Hé non, chromium-bin est disponible en 64 bits

Perso, je garde la version 64 bits de flash (la 10.0 avec la faille sécurité) en lui aditionnant flashblock pour ne l'activer que la ou ça m'intéresse (youtube, deezer and co)

----------

## Poussin

C'est marrant, j'ai cru que c'était du 32bits, parce que la version -bin, chez moi, ne me permet pas de visionner des videos via html5. J'ai donc supposé que, comme ffmpeg est en 64bits, la version que j'avais installée devait être 32bits et refusait d'utilisé le machin (ah toutes ces suppositions...). Enfin du coup, c'est étrange que le -bin n'accepte pas le html5 (enfin la video via lui)

----------

## guilc

Bah quand c'est comme ça regarde l'ebuild : il y a 2 sources différentes suivant que tu es en x86 ou amd64, donc un build 32 et un build 64 bits.

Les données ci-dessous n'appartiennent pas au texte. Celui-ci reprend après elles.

PR #4164, opened 2020-07-20
[skia] Stop using gold.

bungeman:
The gold linker was forced then the system linker stopped linking the
Skia build. It seems that the gold linker is now running into issues, so
attempt to switch back.

### DIFF
--- a/projects/skia/build.sh
+++ b/projects/skia/build.sh
@@ -49,11 +49,9 @@ popd
 DISABLE="-Wno-zero-as-null-pointer-constant -Wno-unused-template
          -Wno-cast-qual"
 # Disable UBSan vptr since target built with -fno-rtti.
-# TODO(metzman): Stop using gold when
-# bugs.chromium.org/p/oss-fuzz/issues/detail?id=16777 gets resolved.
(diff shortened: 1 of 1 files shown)


bungeman:
This time I watched and the coverage build was marked as running, then skipped, then later as failed. I'm not sure why the skip became a fail. Also kept the streaming log of that build open so have temporary access and it just ends in the middle of compiling SwiftShader (no link or Skia build yet attempted), so it really does look like the job was just canceled (and marked skippoed) after running ~1 hour, then marked failing after ~2 hours (even though it appears to have been canceled, so want' making any progress).

inferno-chromium:
> This time I watched and the coverage build was marked as running, then skipped, then later as failed. I'm not sure why the skip became a fail. Also kept the streaming log of that build open so have temporary access and it just ends in the middle of compiling SwiftShader (no link or Skia build yet attempted), so it really does look like the job was just canceled (and marked skippoed) after running ~1 hour, then marked failing after ~2 hours (even though it appears to have been canceled, so want' making any progress).

I am trying to debug this, this is not happening for other projects whose coverage build is failing. so maybe some github actions weirdness with large logs, still debugging - https://github.com/google/oss-fuzz/pull/4170/checks?check_run_id=891573992 for iroha worked, now trying against skia.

Tu peux aussi voir par exemple en faisant un "file `which chromium`" qui va dire "binaire elf 32 ou 64 bits"

----------

## Poussin

je ne remettais pas en doute tes dires ^^

Je fais des tests pour comprendre pourquoi la video fonctionne avec les sources mais pas le bin  :Wink: 

----------

## guilc

 *Poussin wrote:*   

> je ne remettais pas en doute tes dires ^^

 

J'ai pas dit le contraire, je donnais juste des infos pour que tu puisses voir par toi-même  :Wink: 

----------

## Tony Clifton

 *guilc wrote:*   

> Perso, je garde la version 64 bits de flash (la 10.0 avec la faille sécurité) en lui aditionnant flashblock pour ne l'activer que la ou ça m'intéresse (youtube, deezer and co)

 

J'ai installé nsplugin-wrapper ce week-end (suite à une MàJ du système, donc plus de flash en 64 bits) et curieusement je le trouve plus rapide que adobe-flash en 64 bits. Mais niveau stabilité c'est pas trop ça...

----------

## guilc

 *Tony Clifton wrote:*   

>  *guilc wrote:*   Perso, je garde la version 64 bits de flash (la 10.0 avec la faille sécurité) en lui aditionnant flashblock pour ne l'activer que la ou ça m'intéresse (youtube, deezer and co) 
> 
> J'ai installé nsplugin-wrapper ce week-end (suite à une MàJ du système, donc plus de flash en 64 bits) et curieusement je le trouve plus rapide que adobe-flash en 64 bits. Mais niveau stabilité c'est pas trop ça...

 

En fait, avant je n'utilisais pas flashblock. Et... je trouve que avec flashblock c'est carrément le pied : ça va BEAUCOUP plus vite. Fini le flash qui sert à rien, on ne l'active que là ou c'est vraiment utile, le gain sur firefox est vraiment magnifique. Fini les flash à la con qui polluent.

Et comme je ne l'active que sur les trucs que je connais (deezer, une vidéo youtube de temps en temps), le peroblème de sécurité de la version 64bits reste totalement mineur.

Pour ndiswraper, je susi pas fan du concept, donc je vais attendre que ça soit indispensable   :Laughing: 

----------

## Biloute

 *guilc wrote:*   

> je trouve que avec flashblock c'est carrément le pied : ça va BEAUCOUP plus vite. Fini le flash qui sert à rien, on ne l'active que là ou c'est vraiment utile, le gain sur firefox est vraiment magnifique. Fini les flash à la con qui polluent.

 

Eh oui et combiné avec adblock ca te vire aussi les cadre des flash de pub

----------

## El_Goretto

Rassurez-moi, un noscript, ça fait bien pareil qu'un flashblock au final, sur les éléments flash?

----------

## nemo13

Bonsoir El_Goretto,

 *El_Goretto wrote:*   

> Rassurez-moi, un noscript, ça fait bien pareil qu'un flashblock au final, sur les éléments flash?

 

si je ne suis pas trop à l'ouest ,A priori non c'est pour java

A+:jlp

EDIT : mon triplé perso pour firefox :

 *Quote:*   

>  adblock plus ; flashblock ; NoScript

 

----------

## Slashounet

Dans NoScript, il y a une option spéciale pour bloquer le Flash (onglet "Embeddings" des préférences), je ne susi pas certain que ça serve à quelque chose d'avoir en plus Flashblock.

/ounet

----------

## El_Goretto

 *Slashounet wrote:*   

> Dans NoScript, il y a une option spéciale pour bloquer le Flash (onglet "Embeddings" des préférences), je ne susi pas certain que ça serve à quelque chose d'avoir en plus Flashblock.
> 
> /ounet

 

yep, anéfé, java, flash, silverlight et "autres plugins".

----------

## nemo13

 :Embarassed:   fait la grosse feignasse  :Embarassed:  je n'avais même pas jeté un oeil sur les préférences de NoScript  :Crying or Very sad: 

----------